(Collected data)
┌────────
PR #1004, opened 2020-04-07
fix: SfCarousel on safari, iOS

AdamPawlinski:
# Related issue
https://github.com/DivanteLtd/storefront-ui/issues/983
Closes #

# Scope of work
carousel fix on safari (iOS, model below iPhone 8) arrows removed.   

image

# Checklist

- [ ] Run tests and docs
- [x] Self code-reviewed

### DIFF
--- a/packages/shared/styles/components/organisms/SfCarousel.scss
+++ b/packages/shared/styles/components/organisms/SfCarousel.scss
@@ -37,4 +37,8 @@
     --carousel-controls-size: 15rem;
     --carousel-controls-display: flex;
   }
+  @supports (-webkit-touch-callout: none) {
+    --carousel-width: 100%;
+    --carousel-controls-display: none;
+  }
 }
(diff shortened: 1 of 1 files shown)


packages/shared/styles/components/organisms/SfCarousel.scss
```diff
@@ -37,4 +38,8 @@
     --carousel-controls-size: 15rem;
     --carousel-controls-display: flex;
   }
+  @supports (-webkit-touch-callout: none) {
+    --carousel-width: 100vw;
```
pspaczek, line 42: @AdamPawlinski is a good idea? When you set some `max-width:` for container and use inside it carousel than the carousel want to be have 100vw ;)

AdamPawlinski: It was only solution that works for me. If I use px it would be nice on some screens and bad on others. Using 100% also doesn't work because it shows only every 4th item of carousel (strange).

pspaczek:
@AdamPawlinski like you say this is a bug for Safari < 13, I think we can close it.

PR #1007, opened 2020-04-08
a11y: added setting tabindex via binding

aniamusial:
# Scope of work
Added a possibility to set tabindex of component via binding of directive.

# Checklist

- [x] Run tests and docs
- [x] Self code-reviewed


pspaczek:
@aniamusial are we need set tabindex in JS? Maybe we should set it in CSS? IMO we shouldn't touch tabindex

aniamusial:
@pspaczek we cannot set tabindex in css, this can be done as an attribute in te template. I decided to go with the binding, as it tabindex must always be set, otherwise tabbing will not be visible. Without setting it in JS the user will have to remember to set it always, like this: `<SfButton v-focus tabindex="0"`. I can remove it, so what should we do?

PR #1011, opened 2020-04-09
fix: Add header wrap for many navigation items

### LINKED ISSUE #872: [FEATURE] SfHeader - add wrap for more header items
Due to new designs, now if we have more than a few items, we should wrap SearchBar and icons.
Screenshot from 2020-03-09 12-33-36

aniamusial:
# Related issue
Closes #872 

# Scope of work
└────────
_Aim of the task:_ Your task is to collect every line above that contains the word "tabindex".

_Answer for this exercise:_
a11y: added setting tabindex via binding
Added a possibility to set tabindex of component via binding of directive.
@aniamusial are we need set tabindex in JS? Maybe we should set it in CSS? IMO we shouldn't touch tabindex
@pspaczek we cannot set tabindex in css, this can be done as an attribute in te template. I decided to go with the binding, as it tabindex must always be set, otherwise tabbing will not be visible. Without setting it in JS the user will have to remember to set it always, like this: `<SfButton v-focus tabindex="0"`. I can remove it, so what should we do?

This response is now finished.